Akademija Pandev was born, with Pandev’s first coach, Ilija Matinicharov, completing the founding triumvirate, and if the name rings a bell it is because, in 2019-20, the senior team competed in the Europa League qualifiers after winning the domestic cup. They lost to Zrijnski Mostar but had an average age of 21 and a half.

Eljif Elmas is congratulated after scoring North Macedonia’s winner away to Germany, with Goran Pandev wearing the captain’s armband in the background
Eljif Elmas is congratulated after scoring North Macedonia’s winner away to Germany, with Goran Pandev wearing the captain’s armband in the background. Photograph: DeFodi Images/Getty Images

No other European participant named after a current player springs to mind, although this is no vanity project. Pandev supplies about 50% of Akademija’s annual budget and has built facilities that outstrip any in North Macedonia. Thirteen youth teams run beneath the seniors and its players are sprinkled throughout the national age-group sides. “What Macedonia invests in Pandev, now Pandev gives back to Macedonia,” says Dragi Kanatlarovski, the manager who gave Pandev his international debut against Turkey. “Everyone knows what he has done here. He is an icon.”

Related: Elif Elmas: North Macedonia’s diamond formed in family sweet shop

A common theme runs through every anecdote about Pandev. “He is the person now that he was 20 years ago,” says Georgi Hristov, who spent three years with Barnsley and was the centre-forward for Macedonia, as the country was then named, when Pandev emerged. “A man without any black mark against him. He’s still a normal guy and it’s always difficult to be the same. My two kids idolise him. They have the Euro 2020 Panini album and were happiest when they got Pandev stickers. He is such an important influence for the children.”

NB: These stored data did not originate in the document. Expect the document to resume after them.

PR #1169, opened 2022-06-16
Transformation on Subvolume for mri3d_subvolume_segmentation_dataset

### LINKED ISSUE #993: Transforms in 3D are applied on full volumes instead of sub-volumes
## Issue description

Transforms such as `NormalizeInstance` and data augmentation, such as `RandomAffine` and `ElasticTransform` are applied in [get_item](https://github.com/ivadomed/ivadomed/blob/6c56f91c614faf43567d558acbad349b6565c1fa/ivadomed/loader/mri3d_subvolume_segmentation_dataset.py#L111) of `mri3d_subvolume_segmentation_dataset.py` on the ENTIRE volume each time a subvolume is loaded. i.e. when loading a sub-volume for training, the entire volume is first [transformed](https://github.com/ivadomed/ivadomed/blob/6c56f91c614faf43567d558acbad349b6565c1fa/ivadomed/loader/mri3d_subvolume_segmentation_dataset.py#L138), then the [subvolume is extracted](https://github.com/ivadomed/ivadomed/blob/6c56f91c614faf43567d558acbad349b6565c1fa/ivadomed/loader/mri3d_subvolume_segmentation_dataset.py#L161) from its coordinates in metadata.

This can cause significant performance issues with large volumes and/or datasets.

This issue was first described for the 2D "patch" case in this https://github.com/ivadomed/ivadomed/issues/977#issuecomment-956408247 (Point 3 at the bottom)

The 2D case was fixed in PR #982 and a similar fix should be implemented for 3D subvolumes as well.

cakester:
#### GitHub

#### PR contents

## Description

transformation on subvolume for mri3d_subvolume_segmentation_dataset instead of full volume

## Linked issues

resolves #993


cakester:
following https://github.com/ivadomed/ivadomed/pull/982/files

ivadomed/loader/mri3d_subvolume_segmentation_dataset.py
```diff
@@ -180,15 +180,34 @@ def __getitem__(self, index):
         metadata_input = seg_pair['input_metadata'] if seg_pair['input_metadata'] is not None else []
         metadata_gt = seg_pair['gt_metadata'] if seg_pair['gt_metadata'] is not None else []
 
-        # Run transforms on images
-        stack_input, metadata_input = self.transform(sample=seg_pair['input'],
+        coord = {}
+        coord['x_min'], coord['x_max'] = 0, seg_pair["input"][0].shape[0]
+        coord['y_min'], coord['y_max'] = 0, seg_pair["input"][0].shape[1]
+        coord['z_min'], coord['z_max'] = 0, seg_pair["input"][0].shape[2]
```
dyt811, line 186: These are just adding place holder values, correct?

lifetheater57 (commented):
If I understand correctly, the current code changes don't change what is transformed are still the full size pairs (Related to @dyt811 comment.).

Also, if I understood correctly, previously we would have:
```
1. Take full volume -> 2. Apply transformation -> 3. Take subvolume -> 4. Do something with subvolume
```
Is the intent of this PR to get the same transformed subvolume to do `4`?

If we do:
```
1. Take subvolume -> 2. Apply transformation -> 3. Do something with subvolume
```
Depending on the transformation applied, we may get a different result because some transformations are sensitive to the change in coordinates. 

To, keep the same transformation given the change in coordinates, we might want to do something like:
```
1. Take subvolume -> 2. Transform the transformation -> 3. Apply transformed transformation -> 4. Do something with subvolume
```

dyt811:
Lucy's feedback a few days ago posted on Slack: 

> The order of image processing pipeline of doing subvolume transformation instead of full volume transformation do affect the transformation result.  For spacial transfer such as flip, rotate, etc, the result wouldn’t change. But for image smoothing/blur, elastic-transfromation, etc, because a convolution kernel is used, the transformation result is different. For ML training propers, I don’t think this difference matters. However, if the transformation is k-space transform, you definitely CANNOT apply k-space transformation on subvolume.

So overall, I agree that we may have to make this path mandatory and full volume augmentation optional?

ivadomed/loader/mri3d_subvolume_segmentation_dataset.py
dyt811: Nvm. I did not see the earlier context. =_=.

ivadomed/loader/mri3d_subvolume_segmentation_dataset.py
```diff
@@ -148,86 +148,112 @@ def __len__(self):
...
+        coord: dict = self.indexes[subvolume_index]
+        x_min = coord.get(SegmentationDatasetKW.X_MIN)
+        x_max = coord.get(SegmentationDatasetKW.X_MAX)
+        y_min = coord.get(SegmentationDatasetKW.Y_MIN)
+        y_max = coord.get(SegmentationDatasetKW.Y_MAX)
+        z_min = coord.get(SegmentationDatasetKW.Z_MIN)
+        z_max = coord.get(SegmentationDatasetKW.Z_MAX)
+
+        # Obtain tuple reference to the pairs of file references
+        tuple_seg_roi_pair: tuple = self.handlers[coord.get(SegmentationDatasetKW.HANDLER_INDEX)]
```
lifetheater57, line 172: The use of the dictionary is a nice addition. We should also use it in the [function](https://github.com/ivadomed/ivadomed/blob/ed964e7233d5f56d0597951669dedc71a68e27ba/ivadomed/loader/mri3d_subvolume_segmentation_dataset.py#L139-L145) that create the indices.

lifetheater57 (approved):
I approve this PR since there is no more functional work to do given my understanding. However, I suggest to do the changes related to the keywords usage for maintainability reasons and the changes related to the ranges to ease the code analysis.

ivadomed/loader/mri3d_subvolume_segmentation_dataset.py
dyt811: Yeah, refactoring and keywords extractions are going to be in separate PRs. Trying to limit change scopes within the same functions as main purpose.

Rossi tells a story that he believes “explains most of all the immense goodness of him”. Pandev scored 60 goals in four seasons under Rossi and his profile had rocketed; he came into training one day and told his Lazio colleagues that he had just been robbed, opting to stay silent after hearing criminals enter his house. “But the thieves also took his car keys, went to his garage and stole that too so they could get away,” Rossi says. “Pandev watched the whole scene from his window without doing anything, it was incredible. All the boys in the dressing room laughed. Goran is a fantastic, humble person.”

With a smile, Rossi suggests visits home left Pandev playing catch-up each summer, “like when you go back to eat at your grandmother’s, you let yourself go a bit”. Perhaps Pandev knew what he was talking about when telling Trenchovski to expect a more portly figure if North Macedonia, as they are threatening to do, make a sensational appearance in Qatar; in March Pandev scored as they won a qualifier 2-1 away to Germany. But with Austria, Ukraine and an inconsistent Netherlands making an escape from Group C look plausible, he may have a flourish or two in store before that.

“There are two types of player,” Rossi says. “The 98% who always need motivation, to be stimulated, who blame others when things don’t work out. And then there is the 2% who include Goran himself. They don’t care about pressure or a difficult game: when there is a big match, they fear nothing.”